Collected data
PR #221, opened 2023-01-13
Add simple tutorial to demonstrate -- read codelist, export to excel,…

byersiiasa:
Add simple tutorial to demonstrate
 -- read codelist, export to excel,…edit, 
-- then read and write back to yaml.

> [WHAT IS BEING ASKED]: Tally up the lines of the data above where the string "codelist" appears, and give only the count.

> [ANSWER TO THIS TASK]: 2